The specifications of AMD’s upcoming RDNA 3 GPUs have surfaced, courtesy of Angstronomics. The details of the three Navi 3X (31, 32, 33) dies have been shared by the outlet rather comprehensively. Starting with the Navi 31 die powering the Radeon RX 7900 XT, the flagship will feature one Graphics Compute Die (GCD) and six Memory Complex Dies (MCD) with 3D stacked Infinity Cache (1-hi).
The GCD will pack 48 Work Group Processors (WGP) for a total of 12,288 shaders spread across 12 Shader Arrays and 6 Shader Engines. Each of the MCDs will feature 16MB of L3 “Infinity” cache and a 64-bit memory controller for a total of 96MB and a 384-bit bus. The LLC is doubled by 3D stacking the cache dies upon the MCDs for an overall SRAM of 192MB. A cut-down variant of the die will feature 42 WGPs (10,752 cores) and five MCDs with 80MB of cache and a bus width of 320-bit. This may turn out to be the RX 7800 XT or the 7850 XT.

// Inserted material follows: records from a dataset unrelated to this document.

PR #8884, opened 2019-09-13
update syntax of `update-rc.d` commands in enable & disable actions

robuye:
Hi Chefs :wave:

I stumbled upon this bug in Kitchen + Docker environment where Chef detects `:debian` service provider and shells out to `update-rc.d` to manage runlevels. I think all full distributions ship with another init system so this bug wouldn't affect most systems traditionally provisioned with Chef.

Docker on the other hand encourages minimal system and usually does not ship with any additional init, hence Chef falls back to `:debian` and `update-rc.d`.

The fix should allow more reliable testing if nothing else by making chef-client go through the same code path in docker and non-docker environments.

I ran a rspec tests locally, but some, unrelated to my changes, were failing to begin with. Otherwise tests related to the `Debian` service provider are passing.

Let me know what you think about this P/R. Thanks!

## Description

Some `update-rc.d` commands do not work as expected because the CLI changed. As a result of this `disable` action does not work and it enables the service instead.

The `stop` and `start` commands were removed in [2.88.dsf-42](https://launchpad.net/debian/+source/sysvinit/2.88dsf-42):

```
  * sysv-rc:
    - update-rc.d no longer supports non-dependency-based boot.
      + Remove non-insserv codepaths.
      + Warn if the start or stop actions are used.
      + Skip runlevel mismatch warnings if default action is used
        (no arguments to validate).
      + Update manual page to remove start and stop actions, plus
        manual setting of boot sequence ordering; note that start
        and stop are no longer supported.  Closes: #606505.
```

and has been since ported to all currently supported Debian distributions (including Jessie, released in 2015).

Both `start` and `stop` commands now effectively call `defaults`.

As a result of this `action_disable` did not disable a service, it would enable it instead. Chef would execute the following commands on disable:

```
/usr/sbin/update-rc.d -f <service_name> remove
/usr/sbin/update-rc.d -f <service_name> stop 80 2 3 4 5 .
```

But `update-rc.d` would effectively run:

```
/usr/sbin/update-rc.d -f <service_name> remove
/usr/sbin/update-rc.d <service_name> defaults
```

And the service gets enabled instead.

With changes in this commit Chef will effectively run the following commands:

```
/usr/sbin/update-rc.d -f <service_name> remove
/usr/sbin/update-rc.d <service_name> defaults
/usr/sbin/update-rc.d <service_name> disable
```

The service is now disabled, as expected.

Additionally `priority` support has been dropped entirely from code as it's not supported by `update-rc.d` either.

It's potentially a breaking change on a very outdated distributions and it could be worked around with additional `if/else` branches, but given all non-EOLed distros have up-to-date version of `update-rc.d` available it didn't feel worth the complexity.

## Related Issue

None, or I didn't find any.

## Types of changes

## Checklist:

### DIFF
--- a/lib/chef/provider/service/debian.rb
+++ b/lib/chef/provider/service/debian.rb
@@ -149,44 +149,42 @@ class Chef
         end
 
         def enable_service
-          if new_resource.priority.is_a? Integer
-            shell_out!("/usr/sbin/update-rc.d -f #{new_resource.service_name} remove")
-            shell_out!("/usr/sbin/update-rc.d #{new_resource.service_name} defaults #{new_resource.priority} #{100 - new_resource.priority}")
-          elsif new_resource.priority.is_a? Hash
+          if new_resource.priority.is_a? Hash
             # we call the same command regardless of we're enabling or disabling
             # users passing a Hash are responsible for setting their own start priorities
             set_priority
-          else # No priority, go with update-rc.d defaults
+          else # No priority or Integer. Either way go with update-rc.d defaults
             shell_out!("/usr/sbin/update-rc.d -f #{new_resource.service_name} remove")
             shell_out!("/usr/sbin/update-rc.d #{new_resource.service_name} defaults")
           end
         end
 
         def disable_service
-          if new_resource.priority.is_a? Integer
-            # Stop processes in reverse order of start using '100 - start_priority'
-            shell_out!("/usr/sbin/update-rc.d -f #{new_resource.service_name} remove")
-            shell_out!("/usr/sbin/update-rc.d -f #{new_resource.service_name} stop #{100 - new_resource.priority} 2 3 4 5 .")
-          elsif new_resource.priority.is_a? Hash
+          if new_resource.priority.is_a? Hash
             # we call the same command regardless of we're enabling or disabling
             # users passing a Hash are responsible for setting their own stop priorities
             set_priority
-          else
-            # no priority, using '100 - 20 (update-rc.d default)' to stop in reverse order of start
+          else # No priority or Integer. Either way disable in all levels.
             shell_out!("/usr/sbin/update-rc.d -f #{new_resource.service_name} remove")
-            shell_out!("/usr/sbin/update-rc.d -f #{new_resource.service_name} stop 80 2 3 4 5 .")
+            shell_out!("/usr/sbin/update-rc.d #{new_resource.service_name} defaults")
+            shell_out!("/usr/sbin/update-rc.d #{new_resource.service_name} disable")
           end
         end
 
         def set_priority
-          args = ""
-          new_resource.priority.each do |level, o|
-            action = o[0]
-            priority = o[1]
-            args += "#{action} #{priority} #{level} . "
-          end
+          # Reset priorities to default values before applying customizations. This way
+          # the final state will always be consistent, regardless if all runlevels were
+          # provided.
           shell_out!("/usr/sbin/update-rc.d -f #{new_resource.service_name} remove")
-          shell_out!("/usr/sbin/update-rc.d #{new_resource.service_name} #{args}")
+          shell_out!("/usr/sbin/update-rc.d #{new_resource.service_name} defaults")
+
+          # Note the `_priority` is not used. update-rc.d does not support priorities
+          # anymore, this feature has been dropped in sysvinit 2.88dsf-42.
+          new_resource.priority.each do |level, (action, _priority)|
+            disable_or_enable = (action == :start ? "enable" : "disable")
+
+            shell_out!("/usr/sbin/update-rc.d #{new_resource.service_name} #{disable_or_enable} #{level}")
+          end
         end
       end
     end
--- a/lib/chef/provider/service/debian.rb
+++ b/lib/chef/provider/service/debian.rb
@@ -149,42 +149,102 @@ class Chef
         end
 
         def enable_service
+          # We call the same command regardless if we're enabling or disabling
+          # Users passing a Hash are responsible for setting their own stop priorities
           if new_resource.priority.is_a? Hash
-            # we call the same command regardless of we're enabling or disabling
-            # users passing a Hash are responsible for setting their own start priorities
             set_priority
-          else # No priority or Integer. Either way go with update-rc.d defaults
-            shell_out!("/usr/sbin/update-rc.d -f #{new_resource.service_name} remove")
-            shell_out!("/usr/sbin/update-rc.d #{new_resource.service_name} defaults")
+            return
           end
+
+          start_priority = new_resource.priority.is_a?(Integer) ? new_resource.priority : 20
+          # Stop processes in reverse order of start using '100 - start_priority'.
+          stop_priority = 100 - start_priority
+
+          shell_out!("/usr/sbin/update-rc.d -f #{new_resource.service_name} remove")
+          shell_out!("/usr/sbin/update-rc.d #{new_resource.service_name} defaults #{start_priority} #{stop_priority}")
         end
 
         def disable_service
           if new_resource.priority.is_a? Hash
-            # we call the same command regardless of we're enabling or disabling
-            # users passing a Hash are responsible for setting their own stop priorities
+            # We call the same command regardless if we're enabling or disabling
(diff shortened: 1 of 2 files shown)


lamont-granquist:
> It's potentially a breaking change on a very outdated distributions and it could be worked around with additional if/else branches, but given all non-EOLed distros have up-to-date version of update-rc.d available it didn't feel worth the complexity.

So this is entirely correct, but we're not in Chef-15.0 right now, this would better be put on a Chef-16.0 branch, because it certainly is a breaking change to anyone who wound up using Chef-15 on those EOL'd versions.

tas50:
@robuye Is it possible to check the version of update-rc.d so that you can fall back to the old logic for ancient debian / ubuntu releases?

robuye:
Thanks for the feedback. I pushed one more commit that brings back legacy syntax and explained reasoning in the commit message & code comments. Additionally I tested it as much as I could using official docker images for Ubuntu (10.04 up to 18.04) & Debian (6-8).

Ubuntu 14 comes with old-enough `rc-update.d` to support start & stop commands and priorities:

```
$ cat /etc/lsb-release |grep DESCRI
DISTRIB_DESCRIPTION="Ubuntu 14.04.6 LTS"
$ dpkg-query -W --showformat "\${Version}\n" sysv-rc
2.88dsf-41ubuntu6.3
$ touch /etc/init.d/example && chmod +x /etc/init.d/example
$ update-rc.d -f example remove
 Removing any system startup links for /etc/init.d/example ...
$ update-rc.d example start 20 2 . stop 55 3 .  2>/dev/null
 Adding system startup for /etc/init.d/example ...
   /etc/rc3.d/K55example -> ../init.d/example
   /etc/rc2.d/S20example -> ../init.d/example
$ update-rc.d -f example remove
 Removing any system startup links for /etc/init.d/example ...
   /etc/rc2.d/S20example
   /etc/rc3.d/K55example
```

Ubuntu 10 & 12 worked the same while Ubuntu 16 & 18 require "modern" syntax as start & stop don't work. I used `rc.local` service here instead of `example` because the output is more meaningful when LSB init comments are present.

```
$ cat /etc/lsb-release |grep DESCRI
DISTRIB_DESCRIPTION="Ubuntu 16.04.6 LTS"
$ dpkg-query -W --showformat "\${Version}\n" sysv-rc
2.88dsf-59.3ubuntu2
$ update-rc.d -f rc.local remove
$ update-rc.d rc.local start 20 2 . stop 55 3 .
update-rc.d: warning: start and stop actions are no longer supported; falling back to defaults
update-rc.d: warning: start runlevel arguments (2) do not match rc.local Default-Start values (2 3 4 5)
update-rc.d: warning: stop runlevel arguments (3) do not match rc.local Default-Stop values (none)
$ update-rc.d -f rc.local remove
```

Debian 6 & 7 trigger dependency-based boot warning and ignore priorities, but links are generated as per LSB init comments (so this is identical to `rc-update.d <name> defaults`):

```
$ dpkg-query -W --showformat "\${Version}\n" sysv-rc
2.88dsf-13.1+squeeze1
$ update-rc.d -f rc.local remove
update-rc.d: using dependency based boot sequencing
$ update-rc.d rc.local start 20 2 . stop 55 3 .
update-rc.d: using dependency based boot sequencing
update-rc.d: warning: rc.local start runlevel arguments (2) do not match LSB Default-Start values (2 3 4 5)
update-rc.d: warning: rc.local stop runlevel arguments (3) do not match LSB Default-Stop values (none)
$ find /etc/rc?.d/ -name '???rc.local'
/etc/rc2.d/S01rc.local
/etc/rc3.d/S01rc.local
/etc/rc4.d/S01rc.local
/etc/rc5.d/S01rc.local
```

Debian 8 ships with up-to-date update-rc.d:

```
$ dpkg-query -W --showformat "\${Version}\n" sysv-rc
2.88dsf-59
$ update-rc.d -f rc.local remove
$ update-rc.d rc.local start 20 2 . stop 55 3 .
update-rc.d: warning: start and stop actions are no longer supported; falling back to defaults
update-rc.d: warning: start runlevel arguments (2) do not match rc.local Default-Start values (2 3 4 5)
update-rc.d: warning: stop runlevel arguments (3) do not match rc.local Default-Stop values (none)
$ find /etc/rc?.d/ -name '???rc.local'
/etc/rc2.d/S01rc.local
/etc/rc3.d/S01rc.local
/etc/rc4.d/S01rc.local
/etc/rc5.d/S01rc.local
```

I don't have access to older releases, but I think this is sufficient to confirm the version checks will select appropriate syntax. Also keep in mind I'm doing this in docker so there is no proper init system as there would be in full OS, however it's still viable for tests (`expect(@my_service).to be_disabled`).

lamont-granquist:
So the thing that would concern me is that we also support crazy things like raspbian and mint which are debian platform_family but not debian or ubuntu and don't track the platform_version of debian or ubuntu.

lamont-granquist:
And you can't necessarily assume that you only have to worry about those since anyone could patch in other platforms into ohai and map them to the debian platform_family.  I'm pretty certain we have "prior art" as well where we check the actual `--version` off of things and then use that to switch the behavior of providers.  We also have run into users who have upgraded the package manager on their system so that it isn't necessarily a given that a version of a package manager will be tied to the distro version (and i've done that before in a prior life as a system engineer).

robuye:
Yeah, I hear you and I considered other options too.

Initially I didn't include legacy syntax at all because there isn't any reliable way to detect it. There's no `--version` flag for `update-rc.d` and not much of a versioning at all to rely on. I was also considering parsing `--help` output, but that didn't feel better than the version check.

If `update-rc.d` would only be managing links in `/etc/rc?.d/` then it could be fairly easily implemented in Ruby, but at this point it would probably better fit the `init` provider. Since we ended up in `:debian` I assumed it's safe to rely on core Debian utilities such as `dpkg`. Also after another look at the code I should probably include a requirement on it for `:enable` and `:disable` actions too (not sure if this would affect provider resolution).

Keep in mind that `update-rc.d` is a core Debian package closely coupled to the init system. If another distribution diverges to mimic outdated Debian's `update-rc.d` on top of custom init then in my book it's okay if Chef gets confused, I would too (:

I think this comes down to support for run levels and priorities, but Debian itself moved away from it really long time ago (https://lists.debian.org/debian-devel-announce/2008/01/msg00004.html and also this one, linked in commit message too https://lists.debian.org/debian-devel/2013/05/msg01109.html). Currently, a command that was used to disable a service enables it instead and `:disable` action basically does the opposite of what it should, although I didn't do a system boot to be certain if links in `/etc/rc?.d/` are meaningful.

I tried to make it a forward-compatible change and if a known old package is not found it triggers "modern" syntax. If some ancient release shipped `update-rc.d` in another package that will still fail and I could also try parsing `--help` to account for that.

Yet another option is to not change the provider at all, only resolver so current & confirmed distros versions do not return `:debian`.

Lastly doing nothing is okay too, it's not difficult to work around it with simple `execute` resource. I just happened to be curious and wanted to find the root cause. It's been a pretty cool deep dive into Chef codebase, definitely fun and worthwhile regardless how we move forward!

lamont-granquist:
We're going to open master as chef-16 after shipping the next chef-15 version, this is probably a good candidate for that.

I'm real close to considering just merging it into chef-15 since it seems to be that we only support outdated distros that are EOL, but I still worry about people running EOL distros in production complaining on a minor version update that everything broke.

lamont-granquist:
(SemVer has truly horrible implications and this is why I mostly hate it, particularly when it is used blindly, which is mostly what users expect)

robuye:
> I'm real close to considering just merging it into chef-15 since it seems to be that we only support outdated distros that are EOL, but I still worry about people running EOL distros in production complaining on a minor version update that everything broke.

I think it's reasonable to hold on with merging this P/R until Chef 16, just to be on the safe side. Do you feel it would be worth to _deprecate_  the provider so it can be cleanly removed in Chef 17 or replaced with something more suitable? I'm cool to add such deprecation to the P/R, or any other changes that would fit in here, just let me know. Thanks for looking into it again.

lamont-granquist:
I think we just merge this into Chef-16.  I'm a lot less worried about that due to the distros being EOL and update-rc.d being a bit of an edge case anyway.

Moving to Navi 32 or the RX 7800 XT, we’re looking at 30 WGPs for 7,680 cores alongside a 256-bit bus and 64MB of LLC. The GPU core will be paired with 4 MCDs instead of 6 without any 3D stacked cache dies. Finally, we have Navi 33 set to power the RX 7700 XT. This will be a monolithic GPU with 16 WGPs or 4,096 cores and 32MB of Infinity Cache cache paired with a 128-bit bus.

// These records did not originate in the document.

PR #9409, opened 2020-02-27
Update the rhsm_erata* and rhsm_register resources for RHEL 8

tas50:
These need to use dnf instead of yum_package where they can. I also
enabled these for unified_mode and moved some only_if logic outside the
resources for cleaner logging. These should really all just get
converted to use shell_out and a nice converge_by

### DIFF
--- a/lib/chef/resource/rhsm_register.rb
+++ b/lib/chef/resource/rhsm_register.rb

RDNA 3 will once again overhaul the Compute Unit, stuffing as many as 128 shaders across four SIMD32 units. The Work Group Processor, in turn, packs a total of 256 stream processors across eight SIMDs. As we know, AMD switched to a shorter 32-thread dispatch with RDNA, down from 64 on GCN. Known as wave32, it schedules 32 work items per SIMD for a total of 32 x2 per CU and 32 x4 per WGP.
The whole point of this shakeup was the improve utilization and maximize the number of data sets being scheduled. With GCN, each Compute Unit would work on four 64-item waves, not one 64-item wave. Like Bulldozer, the aim was to maximize parallelization. At the same time, GCN wasn’t an out-of-order architecture. The instructions within a wavefront were still executed as per their order. The only advantage was that the CU or SIMDs could switch to any of the four available waves.
The reason why this wasn’t very effective is that most games use shorter work queues due to which only one or two out of the four wavefronts were saturated per execution cycle. As a result, AMD’s GCN scheduler had to wait for four cycles for the next wave despite having room for additional wavefronts. RDNA fixes this by reducing the wave size and increasing the wave count. RDNA 3 doubles down on this by literally doubling the number of concurrent 32-item waves per CU and WGP.